• DATA TO USE:
========
PR #2036, opened 2021-09-24
[13.0][FIX] web_drop_target: Don't collide with odoo drag and drop implementation

Tardo:
+ Old:
dg_old

+ New:
dg_new

cc @tecnativa TT32093

PR #2052, opened 2021-10-15
[ADD] web_drop_target_mail: init

oerp-odoo:
Module to correctly integrate mail composed message with drag and drop
functionality.

If only web_drop_target module is used for composed message, it will not
only break existing functionality (images drag and drop stop working),
but it will also create "ghost" attachments on for
`mail.compose.message` object, which are not used anywhere and not
visible even by using search (because Odoo filters out attachments that
have res_id=0).

This module makes sure that dragged images are put as content on html
widget and other type of files as attachments.

Because we can't directly relate attachments with transient model, we
use built in attachment field to temporary store it there, which
is later (after message is posted) resolved by standard functionality
by relating attachments to parent record.

web_drop_target improvements/fixes:

* _handle_drop_items: override on FormController was overwriting event
    object with index, which would then be propagated further.
* introduced more control with file types. Now its possible to either
    define types or subtypes (e.g. all types of images) to either
    include (allow) or exclude from drag and drop.
* _attachment_fname: attribute can be used to specify attachment field
    name that would be used to store attachments data (only tested with FieldMany2ManyBinaryMultiFiles widget)
* _use_drag_events: attribute to enable/disable drag events if its
    interfering with other similar events. Enabled by default.

Added improvements are backwards compatible (it won't change existing
functionality if no options are changed)

Video, to show how it works.

[drag-n-drop-compose-msg.zip](https://github.com/OCA/web/files/7351700/drag-n-drop-compose-msg.zip)


pedrobaeza:
Hi, we fixed this in the base module in 13.0 in #2036

oerp-odoo:
I see. Are you planning to back port it to 12.0 too? As I still need this for 12.0.

pedrobaeza:
I'm afraid not, as we are going forward, but you can take it and do it.

oerp-odoo:
Does your implementation work correctly with composed message (pop up)? In this implementation, it is made sure to attach images in `body`, but other files are attached as if they were manually uploaded via `Attach a File` button.

pedrobaeza:
On v13, we rely on native drag and drop capabilities of Odoo, so no extra layer. The PR only assures that the new one doesn't intercept. But in v12 there's no drag and drop for that things, so there can be room for your improvement in this version.

PR #2056, opened 2021-10-20
[MIG] web_refresher: Migration to 15.0

nabilragab:
There is a minor issue I seem to understand, theoretically should work, but it doesn't render the refresher next to the pager components, the mistake I am doing is probably related to the core JS framework changes, can someone give a hint on how to  render the button :/


web_refresher/__manifest__.py
```diff
@@ -0,0 +1,14 @@
+{
+    "name": "Web Refresher",
+    "version": "15.0.1.0.0",
+    'category': 'Hidden',
+    "author": "Compassion Switzerland, Odoo Community Association (OCA)",
+    "license": "AGPL-3",
+    "website": "https://github.com/OCA/web",
+    'web.assets_qweb': [
```
SplashS, line 8: You should put "web.assets_qweb" inside another dict. It should looks like "assets": { "web.assets_qweb": [...], },

web_refresher/static/src/legacy/xml/web_refresher.xml
```diff
@@ -0,0 +1,28 @@
...
+<!-- This is now considered part of the legacy js components and is expected to change in a future release  -->
+<templates id="template" xml:space="preserve">
+
+    <t
+        t-name="web_refresher.Pager"
+        t-inherit="web.Pager"
+        t-inherit-mode="extension"
+        owl="1"
+    >
+        <xpath expr="//nav[hasclass('o_pager')]//span[1]" position="after">
```
SplashS, line 13: Please prefer simple xpaths. in this case I suggest //span[hasclass('o_pager_counter')]

SplashS (changes requested):
Hello! I think I give you enough feedback to make it works.

In v15 there are two implementations of ControlPanel.
In this PR module only legacy one has been patched.
Fortunately new implementation is used only for pivot and graph views. And web_refresher module doesn't support them anyway.

pedrobaeza:
Already merged through other PR.

PR #2062, opened 2021-10-26
[13.0][ADD] web_widget_one2many_tree_line_duplicate

Tardo:
clone

cc @tecnativa TT32393


CarlosRoca13 (approved):
Tested locally

carlosdauden (approved):

web_widget_one2many_tree_line_duplicate/README.rst
```diff
@@ -0,0 +1,96 @@
...
+   :local:
+
+Usage
+=====
+
+This module works on all one2many tree views.
+
+**Available Options**
+
+- allow_clone > Add the icon to clone the line (default: true)
```
pedrobaeza: The default should be the contrary: False.

pedrobaeza (changes requested):
Why a lot of onchanges are executed when cloning the line? The clone should happen without executing such onchanges. Just "clone" the existing data in the other line.

Selección_004

Tardo:
@pedrobaeza The main cause to do it in this way is because the Odoo framework can't difference between manual values (values passed as argument) and 'onchange' values.. When I do all changes in the "CREATE", the onchange values overwrite the manual values. So, for example, if you change the price in the line... the 'onchange' overwrite it to put the price defined in the product.
Other causes are restrictions made by other "known/unknown" modules. Warning messages or other types of implementations.

Tardo:
Changes done... now clones without launch an onchange per field.

kittiu:
> Changes done... now clones without launch an onchange per field.

Yes, this is an important behavior.

kittiu:
I think this can be more useful to allow selecting only some columns to duplicate.

Tardo:
@kittiu It does not fall within our use case. I have added it to the roadmap in case anyone is interested in doing it.

This PR is ready to review/merge.

pedrobaeza (approved):
Tested in customer instance

legalsylvain (approved):
tested on runbot. works like a charm.

thanks for this module.

PR #2133, opened 2018-12-29
Bottom21

Ducasse:
Retrying for the fifth times (refork, reclone....).

PR #2142, opened 2018-12-30
Revert "Bottom21"

pavel-krivanek:
Reverts pharo-project/pharo#2133


pavel-krivanek:
I will revert them at once

Ducasse:
You can keep this too because they are inside the Rubric package and have no impact on others

Ducasse:
So should I redo them?

PR #2143, opened 2018-12-30
Revert "22848-Patch-to-avoid-breaking-iceberg"

pavel-krivanek:
Reverts pharo-project/pharo#2132


pavel-krivanek:
I will revert them at once

Ducasse:
This is the same for this one. We should keep the Rubric new package and this change can be kept.
Let me know and I can redo it.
========
Set down the whole listing again. Keep every word as it is.

PR #2036, opened 2021-09-24
[13.0][FIX] web_drop_target: Don't collide with odoo drag and drop implementation

Tardo:
+ Old:
dg_old

+ New:
dg_new

cc @tecnativa TT32093

PR #2052, opened 2021-10-15
[ADD] web_drop_target_mail: init

oerp-odoo:
Module to correctly integrate mail composed message with drag and drop
functionality.

If only web_drop_target module is used for composed message, it will not
only break existing functionality (images drag and drop stop working),
but it will also create "ghost" attachments on for
`mail.compose.message` object, which are not used anywhere and not
visible even by using search (because Odoo filters out attachments that
have res_id=0).

This module makes sure that dragged images are put as content on html
widget and other type of files as attachments.

Because we can't directly relate attachments with transient model, we
use built in attachment field to temporary store it there, which
is later (after message is posted) resolved by standard functionality
by relating attachments to parent record.

web_drop_target improvements/fixes:

* _handle_drop_items: override on FormController was overwriting event
    object with index, which would then be propagated further.
* introduced more control with file types. Now its possible to either
    define types or subtypes (e.g. all types of images) to either
    include (allow) or exclude from drag and drop.
* _attachment_fname: attribute can be used to specify attachment field
    name that would be used to store attachments data (only tested with FieldMany2ManyBinaryMultiFiles widget)
* _use_drag_events: attribute to enable/disable drag events if its
    interfering with other similar events. Enabled by default.

Added improvements are backwards compatible (it won't change existing
functionality if no options are changed)

Video, to show how it works.

[drag-n-drop-compose-msg.zip](https://github.com/OCA/web/files/7351700/drag-n-drop-compose-msg.zip)


pedrobaeza:
Hi, we fixed this in the base module in 13.0 in #2036

oerp-odoo:
I see. Are you planning to back port it to 12.0 too? As I still need this for 12.0.

pedrobaeza:
I'm afraid not, as we are going forward, but you can take it and do it.

oerp-odoo:
Does your implementation work correctly with composed message (pop up)? In this implementation, it is made sure to attach images in `body`, but other files are attached as if they were manually uploaded via `Attach a File` button.

pedrobaeza:
On v13, we rely on native drag and drop capabilities of Odoo, so no extra layer. The PR only assures that the new one doesn't intercept. But in v12 there's no drag and drop for that things, so there can be room for your improvement in this version.

PR #2056, opened 2021-10-20
[MIG] web_refresher: Migration to 15.0

nabilragab:
There is a minor issue I seem to understand, theoretically should work, but it doesn't render the refresher next to the pager components, the mistake I am doing is probably related to the core JS framework changes, can someone give a hint on how to  render the button :/


web_refresher/__manifest__.py
```diff
@@ -0,0 +1,14 @@
+{
+    "name": "Web Refresher",
+    "version": "15.0.1.0.0",
+    'category': 'Hidden',
+    "author": "Compassion Switzerland, Odoo Community Association (OCA)",
+    "license": "AGPL-3",
+    "website": "https://github.com/OCA/web",
+    'web.assets_qweb': [
```
SplashS, line 8: You should put "web.assets_qweb" inside another dict. It should looks like "assets": { "web.assets_qweb": [...], },

web_refresher/static/src/legacy/xml/web_refresher.xml
```diff
@@ -0,0 +1,28 @@
...
+<!-- This is now considered part of the legacy js components and is expected to change in a future release  -->
+<templates id="template" xml:space="preserve">
+
+    <t
+        t-name="web_refresher.Pager"
+        t-inherit="web.Pager"
+        t-inherit-mode="extension"
+        owl="1"
+    >
+        <xpath expr="//nav[hasclass('o_pager')]//span[1]" position="after">
```
SplashS, line 13: Please prefer simple xpaths. in this case I suggest //span[hasclass('o_pager_counter')]

SplashS (changes requested):
Hello! I think I give you enough feedback to make it works.

In v15 there are two implementations of ControlPanel.
In this PR module only legacy one has been patched.
Fortunately new implementation is used only for pivot and graph views. And web_refresher module doesn't support them anyway.

pedrobaeza:
Already merged through other PR.

PR #2062, opened 2021-10-26
[13.0][ADD] web_widget_one2many_tree_line_duplicate

Tardo:
clone

cc @tecnativa TT32393


CarlosRoca13 (approved):
Tested locally

carlosdauden (approved):

web_widget_one2many_tree_line_duplicate/README.rst
```diff
@@ -0,0 +1,96 @@
...
+   :local:
+
+Usage
+=====
+
+This module works on all one2many tree views.
+
+**Available Options**
+
+- allow_clone > Add the icon to clone the line (default: true)
```
pedrobaeza: The default should be the contrary: False.

pedrobaeza (changes requested):
Why a lot of onchanges are executed when cloning the line? The clone should happen without executing such onchanges. Just "clone" the existing data in the other line.

Selección_004

Tardo:
@pedrobaeza The main cause to do it in this way is because the Odoo framework can't difference between manual values (values passed as argument) and 'onchange' values.. When I do all changes in the "CREATE", the onchange values overwrite the manual values. So, for example, if you change the price in the line... the 'onchange' overwrite it to put the price defined in the product.
Other causes are restrictions made by other "known/unknown" modules. Warning messages or other types of implementations.

Tardo:
Changes done... now clones without launch an onchange per field.

kittiu:
> Changes done... now clones without launch an onchange per field.

Yes, this is an important behavior.

kittiu:
I think this can be more useful to allow selecting only some columns to duplicate.

Tardo:
@kittiu It does not fall within our use case. I have added it to the roadmap in case anyone is interested in doing it.

This PR is ready to review/merge.

pedrobaeza (approved):
Tested in customer instance

legalsylvain (approved):
tested on runbot. works like a charm.

thanks for this module.

PR #2133, opened 2018-12-29
Bottom21

Ducasse:
Retrying for the fifth times (refork, reclone....).

PR #2142, opened 2018-12-30
Revert "Bottom21"

pavel-krivanek:
Reverts pharo-project/pharo#2133


pavel-krivanek:
I will revert them at once

Ducasse:
You can keep this too because they are inside the Rubric package and have no impact on others

Ducasse:
So should I redo them?

PR #2143, opened 2018-12-30
Revert "22848-Patch-to-avoid-breaking-iceberg"

pavel-krivanek:
Reverts pharo-project/pharo#2132


pavel-krivanek:
I will revert them at once

Ducasse:
This is the same for this one. We should keep the Rubric new package and this change can be kept.
Let me know and I can redo it.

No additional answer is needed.